Dated:  July 8, 1999


                            EM SUBSIDIARY, INC.


                            By:      /s/ Dieter Janssen
                                     ------------------------------------------
                            Name:    Dieter Janssen
                            Title:   President





                            EM LABORATORIES, INCORPORATED



                            By:      /s/ Stephen J. Kunst
                                     ------------------------------------------
                            Name:    Stephen J. Kunst
                            Title:   Vice-President & Secretary





                            MERCK KGaA, DARMSTADT, GERMANY



                            By:      /s/ Klaus-Peter Brandis
                                     ------------------------------------------
                            Name:    Klaus-Peter Brandis
                            Title:   Departmental Director (Abteilungsdirektor)
<PAGE>   4
                                  EXHIBIT INDEX

EXHIBIT

(a)(9) Text of Press Release, dated July 8, 1999.



<PAGE>   1

                       EXHIBIT (A) (9) TO AMENDMENT NO. 2

        PRESS RELEASE OF EM INDUSTRIES, INCORPORATED, DATED JULY 8, 1999





    For Immediate Release



    Contact:  Richard K. Hackett

    Vice President, Finance

    (914) 592-4660



    EM Industries, Incorporated Announces Expiration of Hart-Scott-Rodino
Waiting Period in Connection with Its Indirect Subsidiary's Tender Offer for
Shares of VWR Scientific Products Corporation.

    Hawthorne, N.Y., July 8, 1999. - EM Industries, Incorporated announced today
that in connection with the currently pending tender offer by its indirect
wholly-owned subsidiary, EM Subsidiary, Inc., for all outstanding shares of VWR
Scientific Products Corporation at $37.00 per share, net to the seller in cash
without interest, the waiting period under the Hart-Scott-Rodino Antitrust
Improvements Act expired at 11:59 p.m. on July 7, 1999.

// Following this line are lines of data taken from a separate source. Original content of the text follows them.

PR #3011, opened 2023-01-28
generalize sb8vv

wlammen:
In sb8vv the condition d(ph, y) can be replaced with F/ y ph, which makes it more flexible, and will later allow proving 2exsb without ax-13, and (hopefully) fewer dv conditions.  Let's see.


benjub (commented):
I think this can simply replace sb8vv, and similarly for sb8evv being replaced by a new sb8ev. Look at mo3 to see if it can be proved from it without using ax-13 (hence it would subsume mo3v).

benjub:
Thanks. And it looks like it works for mo3 too !

wlammen:
At least one can single out one direction in mo3 and mo3v into a lemma, since they share the proof steps.

But I will finish for today.

benjub (approved):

    The tender offer will expire at 12:00 midnight on Tuesday, July 13, 1999,
New York City time, unless the offer is extended.

    The tender offer remains subject to the other conditions listed in the offer
to purchase.

    EM Subsidiary, Inc. is a wholly owned subsidiary of EM Laboratories,
Incorporated, which is a wholly owned subsidiary of EM Industries, Incorporated,
a member of the Merck KGaA, Darmstadt, Germany group of companies focused on the
global pharmaceutical, specialty chemicals and laboratory markets.

    VWR Scientific Products Corporation distributes laboratory supplies,
chemicals and equipment to life science, educational and industrial
organizations throughout the United States and Canada. The company also
distributes critical environmental ("cleanroom") supplies and apparel to
manufacturers of electronics, medical devices and pharmaceuticals.